Norwegian politician

Knud Christian Knudsen (18 January 1887 – 24 May 1969) was a Norwegian merchant and politician for the Conservative Party.

He was born in Drammen; the son of wholesaler August Martinius Knudsen (1858–1922) and Anne Margrethe Høstad (1858–1905). He was a nephew of vicar and politician Christoffer Knudsen.

He finished Kristiania Commerce School in 1906 and was hired in a wholesaling company in Hamburg in the same year. From 1908 he worked in his father's company Aug. M. Knudsen & Søn from 1908. It became a public company in 1916, and Knudsen was the manager and majority owner.

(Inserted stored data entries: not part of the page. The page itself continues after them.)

PR #181, opened 2018-07-16
Clarify remapping order for __node and __ns

kev-the-dev:
See [this comment](https://github.com/ros2/rcl/pull/263#issuecomment-404905463). The design doc for remapping left the order of __node and __ns ambiguous, but RCL applied them in a specific order.

### DIFF
--- a/articles/141_static_remapping.md
+++ b/articles/141_static_remapping.md
@@ -322,14 +322,31 @@ The replacement must be a single token which will become the node's new name.
 
 #### Order of Applying Remapping Rules
 
-Rules for changing a default namespace or the name of the node get applied first before any other rule.
-All other rules are applied in the order in which the user gave them.
+Remapping rules are applied in the following order:
 
-**Example:**
+1. Node name remapping
+1. Namespace remapping
+1. All other rules
+
+Within each category, the rules are applied in the order in which the user gave them.
+
+**Example of topic/service remapping order:**
 
 - a node uses a name `/foo/bar`
 - a user gives the node a rule `/*/*:=/asdf` and then `/foo/bar:=fizzbuzz`
 - the final name is `/asdf` because the name did not match the second rule after being remapped by the first rule
+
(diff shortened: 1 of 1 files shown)


articles/141_static_remapping.md
```diff
@@ -322,15 +322,33 @@ The replacement must be a single token which will become the node's new name.
...
 - a node uses a name `/foo/bar`
 - a user gives the node a rule `/*/*:=/asdf` and then `/foo/bar:=fizzbuzz`
 - the final name is `/asdf` because the name did not match the second rule after being remapped by the first rule
 
+**Example of node/namespace remapping order:**
+
+- A node has name `talker`
+- A user remaps the node name to foo `talker:__node:=foo`
+- A user remaps the original node's namespace `talker:__ns:=/my_namespace`
+- The namespace is NOT changed because node name remaps are applied BEFORE namespace remaps
```
sloretz: I recommend phrasing to say what happens rather than what doesn't happen: `The final namespace is /ns because the node name was remapped before the namespace`

articles/141_static_remapping.md
```diff
@@ -322,15 +322,33 @@ The replacement must be a single token which will become the node's new name.
...
 
 - a node uses a name `/foo/bar`
 - a user gives the node a rule `/*/*:=/asdf` and then `/foo/bar:=fizzbuzz`
 - the final name is `/asdf` because the name did not match the second rule after being remapped by the first rule
 
+**Example of node/namespace remapping order:**
+
+- A node has name `talker`
+- A user remaps the node name to foo `talker:__node:=foo`
+- A user remaps the original node's namespace `talker:__ns:=/my_namespace`
```
sloretz: The example should show that `__node` happens first even if the rule is given second. How about combining the two bullets to show the order?

```
a user gives the rules `talker:__ns:=/my_namespace' then `__node:=foo`.
```

sloretz (approved):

He was a member of Drammen city council from 1928 to 1945, with tenures as deputy mayor from 1931 to 1934 and in 1945. He was elected to the Parliament of Norway in 1936, representing the Market towns of Buskerud county. He served through one term, which was interrupted by the occupation of Norway by Nazi Germany. Near the end of the occupation, he was incarcerated in Grini concentration camp from January 1945 until end of World War II.

He chaired Drammens Sparebank from 1942 and Drammen Port Authority from 1946 (board member since 1932), was a board member of Norges Colonialgrossisters Forbund from 1925 to 1931 and 1945 to 1950, Norges Handelsstands Forbund from 1945 to 1955, and Forsikringsselskapet Norge to 1956, and supervisory council member of Drammens og Oplands Privatbank. He was a member of Statens kornråd from 1931 to 1950 and the Norwegian branch of the International Chamber of Commerce, and supervisory committee member of the Drammen Line and Randsfjord Line. He died in May 1969.